TMI (2-8-12)


TMI (Today’s Movie Info)

February: Director’s Month

 D.W. GRIFFITH (1875-1948) grew up in Kentucky as the son of a Confederate Army Colonel and Civil War hero.  His father’s war stories would greatly influence Griffith’s film career.  Remarkably, Griffith made over 450 short films and 80 feature length films (sometimes at the rate of two per week!). He was celebrated for his visionary and ground-breaking techniques (cross-cutting, split-screen, flashbacks, etc), but was also labeled a racist due to the nature of some of his films.  In 1910, he was credited with making the first film in Hollywood, In Old California.  Many of the biggest silent film stars got their start in a Griffith film: Mary Pickford, Lillian Gish, Mack Sennett, Lionel Barrymore. His renowned 1915 historical classic The Birth of a Nation was the first film shown in the White House (President Woodrow Wilson).

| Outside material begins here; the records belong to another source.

PR #377, opened 2021-05-12
Zeth tool (depends on #376)

dtebbs:
Collect utils for checking and manipulating proofs (useful for debugging) into a single `zeth-tool`, sharing infrastructure with mpc tools.


CMakeLists.txt
```diff
@@ -311,11 +311,12 @@ endif()
 
 # Add all local subdirecetories
 add_subdirectory(libzeth)
+add_subdirectory(libtool)
 
 # If zeth is being used as a dependency, skip the tools build
 if ("${IS_ZETH_PARENT}")
   add_subdirectory(prover_server)
-  add_subdirectory(verifier)
+  add_subdirectory(zeth_tool)
```
AntoineRondelet, line 319: What about naming it `zethctl`?

libtool/run.tcc
```diff
@@ -0,0 +1,149 @@
...
+
+template<typename GlobalOptionsT>
+void print_usage(
+    const char *const *argv,
+    const po::options_description &options,
+    const std::map<std::string, subcommand<GlobalOptionsT> *> &subcommands)
+{
+    std::cout << "Usage:\n"
+              << "  " << argv[0]
+              << " [<options>] <command> <command-arguments> ...\n\n"
```
AntoineRondelet, line 24: Why aren't the options after the command: `zeth_tool verify <my_options>` (`<my options>` being options of `zeth_tool` or options of `verify` (i.e the command))?

libtool/run.tcc
```diff
@@ -0,0 +1,149 @@
...
+              << options;
+
+    std::cout << "\nCommands:\n";
+
+    // list_commands(commands);
+    using entry_t = std::pair<std::string, subcommand<GlobalOptionsT> *>;
+    const size_t cmd_name_padded =
+        4 + std::max_element(
```
AntoineRondelet, line 32: Where is 4 coming from?

mpc_tools/mpc_phase2/mpc_client.cpp
```diff
@@ -28,10 +28,10 @@ void zeth_protoboard(libsnark::protoboard<Field> &pb)
...
 int main(int argc, char **argv)
 {
-    const std::map<std::string, subcommand *> commands{
+    const std::map<std::string, mpc_subcommand *> commands{
         {"phase2-contribute", mpc_phase2_contribute_cmd},
         {"phase2-verify-transcript", mpc_phase2_verify_transcript_cmd},
         {"create-keypair", mpc_create_keypair_cmd},
     };
-    return mpc_main(argc, argv, commands, zeth_protoboard);
+    return mpc_main(commands, zeth_protoboard, argc, argv);
```
AntoineRondelet, line 36: What's the rationale in the argument order switch here?

mpc_tools/mpc_phase2/cli/mpc_subcommand.hpp
```diff
@@ -0,0 +1,24 @@
+// Copyright (c) 2015-2021 Clearmatics Technologies Ltd
+//
+// SPDX-License-Identifier: LGPL-3.0+
+
+#ifndef __ZETH_MPC_CLI_MPC_SUBCOMMAND_HPP__
```
AntoineRondelet, line 5: `__ZETH_MPC_CLI_MPC_SUBCOMMAND_HPP__` -> `__MPC_TOOLS_MPC_PHASE2_CLI_MPC_SUBCOMMAND_HPP__` or `__MPC_TOOLS_PHASE2_CLI_MPC_SUBCOMMAND_HPP__` ?

CMakeLists.txt
dtebbs: I'm not sure what the `ctl` part means.  I think it should be something pretty intuitive.

libtool/run.tcc
dtebbs: This part refers to the global options, which appear before the command name.  The arguments for specific commands (`<command-arguments>`) are described in the usage for that command.

mpc_tools/mpc_phase2/mpc_client.cpp
dtebbs: This matches the order of the `libtool::run` call.  The first few parameters specialise the command, and the later args are per-invocation.  (You might think of the mpc_client `main` function as being the partial application of those first few arguments to `mpc_main`).

mpc_tools/mpc_phase2/cli/mpc_subcommand.hpp
dtebbs: Updated.  Thanks.

libtool/run.tcc
dtebbs: It's in order to ensure padding between the command name and the description.  I've added a comment.

CMakeLists.txt
AntoineRondelet: > I'm not sure what the ctl part means

Ah yes, ctl = control
(else `zethcli` or `zeth-cli`?)

`zeth-tool` is fine, simply not a huge fan of the "tool" suffix here - i.e. most of the time we talk about a command line interface, not a "tool" which sounds rather very generic.

AntoineRondelet: Ah I just saw your comment after pushing mine above (apparently needed to update the UI), yeah, that's what I thought (the collision with the client's cli)

dtebbs: I had another look and `zeth_helper` should now be `zeth-helper` in the latest commit.

AntoineRondelet: > On balance, I'd probably prefer to avoid the cli in the name. It always seems superfluous (you know it's the cli if you are invoking it from the shell) 

Yes that's a good point.

> and even more generic than tool or util.

I think this is arguable - to me `cli` and `tool` are as generic tbh, but yes that's right `cli` isn't really a good prefix too I agree.

> The logic with adding a suffix here (instead of in the python client) was this the python client zeth is the main entry point for most administrator and client wallet operations, whereas this new tool is for more detailed operations.

Yes, I was surely not suggesting to add `tool` as prefix to the zeth wallet cli, I perfectly see why you would add it here.
The general point is that we start to have quite a few CLIs: the cpp one (the "tool"), the wallet one ("zeth") which in fact has more functionalities than just the "wallet", the helper one etc. I think a little bit of renaming wouldn't hurt here.
From what I can see, the "tool" (i.e. `zeth-tool`) is used to manipulate the proof objects with the subcommands:
```
        {"verify", verify_cmd},
        {"prove", prove_cmd},
        {"dump-proof", dump_proof_cmd},
```
So maybe we can rename the executable `zeth-proof` and the commands as `zeth-proof generate`, `zeth-proof verify`, `zeth-proof dump`. Of course, this won't work anymore if the tool is extended to carry out non-proof related work.

If we are short of names for now we can stick to "zeth-tool" no big deal at this stage really, but I'd suggest we add a README in https://github.com/clearmatics/zeth/tree/zeth-tool/zeth_tool to better explain the role of the executable.

> Regarding the zeth_helper, I've tried to use - consistently for command names, but IIRC python would not allow - for some reason. Although there may be a different way to add that command - I'll look into it.
>> I had another look and zeth_helper should now be zeth-helper in the latest commit.

Thanks. Here again no huge deal, but in general I prefer to avoid separators `_` and `-` in the names of the commands. Some commands use `_` some use `-` and I find it confusing because there aren't conventions about that (so you end up trying with an `-` and then figure out that it should be `_` after getting an error the first time. Clearer to avoid it all together when the name isn't too ugly)

dtebbs: I agree `tool` is somewhat generic.  However, it does at least imply something a bit beyond the main functionality.  Not necessariily central to the primary operation, but for advanced or more special-case operations.

While the current functionality is mainly around proofs, etc, but including `proof` in th name may be a bit too specific.  The intention is that any other operations could be added here.  For example (as discussed in the past) it could make sense to have this tool perform the one-shot dummy keypair generation, rather than relying on the server doing it automatically if an existing keypair file does not exist.  As another example, if this tool had existed earlier, I would have added functionality to extract the PK and VK from a keypair file, to generate test data.  I'm expecting it to build up this kind of functionality, and possibly eventually be invoked by the main client tools where that makes sense.

I've added a brief readme to try and capture the intent.  However, I still can't think of anything better than `zeth-tool` for the name.

zeth_tool/dump_proof_cmd.cpp
```diff
@@ -0,0 +1,83 @@
...
+        std::cout << "Usage:\n  " << argv0 << " dump-proof [proof_file]\n";
+    }
+
+    std::string proof_file;
+};
+
+} // namespace commands
+
+zeth_subcommand *dump_proof_cmd =
+    new commands::dump_proof_cmd("dump-proof", "Print an existinng proof");
```
AntoineRondelet, line 81: `existinng` -> `existing`

zeth_tool/main.cpp
```diff
@@ -0,0 +1,47 @@
...
+};
+
+int main(int argc, char **argv)
+{
+    // Create command structures
+    std::map<std::string, zeth_subcommand *> commands{
+        {"verify", verify_cmd},
+        {"prove", prove_cmd},
+        {"dump-proof", dump_proof_cmd},
+    };
```
AntoineRondelet, line 40: If I try invalid command names, I get a segmentation faults e.g.
```bash
17:21:56 ~/D/t/z/build ❯❯❯ ./zeth_tool/zeth-tool verif                            ✘ 1
[1]    25886 segmentation fault (core dumped)  ./zeth_tool/zeth-tool verif
17:22:11 ~/D/t/z/build ❯❯❯ ./zeth_tool/zeth-tool generate                       ✘ 139
[1]    25935 segmentation fault (core dumped)  ./zeth_tool/zeth-tool generate
```

That would be preferable to fail safe here and simply display a message `command not found` and fallback to the help menu.

libtool/run.tcc
AntoineRondelet: I see, thanks @dtebbs 

Here's a detail w.r.t the usage message. We currently have:
```
$ zeth
Usage: zeth [OPTIONS] COMMAND [ARGS]...

Options:
  --eth-network TEXT         Ethereum RPC endpoint, network or config file
                             (default: 'eth-network' if it exists, otherwise
                             'ganache')
  --prover-server TEXT       Prover server endpoint (default=localhost:50051)
  --prover-config-file TEXT  Prover config file (default=prover-config.cache)
  --instance-file TEXT       Instance file (default=zeth-instance)
  --address-file TEXT        Zeth zecret address file (default=zeth-
                             address.priv)
  --wallet-dir TEXT          Wallet directory (default=./wallet)
  --help                     Show this message and exit.

Commands:
  help*                 Print help and exit
  deploy                Deploy the zeth contracts and record the...
  gen-address           Generate a new Zeth secret key and public address
  get-verification-key  Command help text.
  ls-commits            List all commitments in the Zeth mixer contract
  ls-notes              List the set of notes owned by this wallet
  mix                   Generic mix function
  sync                  Attempt to retrieve new notes for the key in...
  wait                  Wait for a mix transaction and dump all log data.
Error: no command specified

$ zeth-tool                         ✘ 1
error: no command specified
Usage:
  ./build/zeth_tool/zeth-tool [<options>] <command> <command-arguments> ...

Global options:
  -h [ --help ]         This help
  -v [ --verbose ]      Verbose output

Commands:
  dump-proof    Print an existinng proof
  prove         Generate proof given proving key and assignment
  verify        Verify proof against verification key and primary input


$ zeth-helper
Usage: zeth-helper [OPTIONS] COMMAND [ARGS]...

Options:
  --eth-network TEXT  Ethereum RPC endpoint, network or config file (default:
                      'eth-network' if it exists, otherwise 'ganache')
  --help              Show this message and exit.

Commands:
  help*                     Print help and exit
  eth-fund                  Fund an address.
  eth-gen-address           Locally generate a new Ethereum private key and...
  eth-gen-network-config    Generate a network config file.
  eth-get-balance           Command to get the balance of specific...
  eth-get-contract-address  Extract the address from a contract instance...
  eth-send                  Send Ether from the local eth-addr to a...
  token-approve             Approve the mixer to spend some amount of...
Error: no command specified
```


As such, I'd change the "usage string" of `zeth-tool` from `zeth-tool [<options>] <command> <command-arguments> ...` to `zeth-tool [OPTIONS] COMMAND [ARGS]...` for the sake of interface consistency across our various CLIs

zeth_tool/prove_cmd.cpp
```diff
@@ -0,0 +1,130 @@
...
+        {
+            std::ifstream in_s = libtool::open_binary_input_file(pk_file);
+            snarkT::proving_key_read_bytes(proving_key, in_s);
+        }
+
+        libsnark::r1cs_primary_input<libff::Fr<ppT>> primary;
+        libsnark::r1cs_auxiliary_input<libff::Fr<ppT>> auxiliary;
+        {
+            std::ifstream in_s =
+                libtool::open_binary_input_file(assignment_file);
```
AntoineRondelet, line 45: Do I understand correctly that the only way for me to generate an assignment file for now is via https://github.com/clearmatics/zeth/blob/master/prover_server/prover_server.cpp#L116, and thus by running: `prover_server --assignment-output <filename>`?

CMakeLists.txt
AntoineRondelet: > I've added a brief readme to try and capture the intent.

Great, thanks @dtebbs 

> However, I still can't think of anything better than zeth-tool for the name.

No big deal, the README documents the CLI's purpose. We can rename the "tool" if we find a better name in the future.

libtool/run.tcc
```diff
@@ -0,0 +1,151 @@
...
+    GlobalOptionsT &options,
+    const std::map<std::string, subcommand<GlobalOptionsT> *> &subcommands,
+    int argc,
+    char **argv)
+{
+    po::options_description global("Global options");
+    po::options_description all("");
+
+    // Default --help option
+    global.add_options()("help,h", "This help");
```
AntoineRondelet, line 81: `"This help"` -> `"Show this message and exit."`

mpc_tools/mpc_phase2/mpc_client.cpp
AntoineRondelet: I see, thanks.

zeth_tool/verify_cmd.cpp
```diff
@@ -0,0 +1,119 @@
...
+        boost::program_options::options_description &options,
+        boost::program_options::options_description &all_options,
+        boost::program_options::positional_options_description &pos) override
+    {
+        base_class::initialize_suboptions(options, all_options, pos);
+
+        all_options.add(options).add_options()(
+            "vk_file", po::value<std::string>(), "Verification key file");
+        all_options.add_options()(
+            "primary_input_file", po::value<std::string>(), "Proof file");
```
AntoineRondelet, line 72: `"Proof file"` -> `"Primary input file"`

zeth_tool/dump_proof_cmd.cpp
dtebbs: fixed.  thanks.

zeth_tool/main.cpp
dtebbs: fixed.  thanks.

zeth_tool/prove_cmd.cpp
dtebbs: Changed the usage string.

(Yes - currently the only way to generate the assignment is via the prover_server.)

libtool/run.tcc
dtebbs: Change flag description text

zeth_tool/verify_cmd.cpp
dtebbs: fixed.  thanks.

zeth_tool/prove_cmd.cpp
AntoineRondelet: Got it, thanks

zeth_tool/main.cpp
AntoineRondelet: Great, thanks!

AntoineRondelet (approved):
LGTM, thanks @dtebbs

The film is considered the birth of American cinema, but it also caused race riots throughout the country. In 1920, he became one of the founders of United Artists, along with Charlie Chaplin, Douglas Fairbanks and Mary Pickford.  Griffith only made two “talkies”.  After the second, he retired stating “We do not want now and we never shall want the human voice with our films”.  He is credited with the invention of false eyelashes (for use in his film Intolerance: Love’s Struggle Throughout the Ages (1916) … and also credited with the phrase “lights, camera, action”, which is still used today by filmmakers.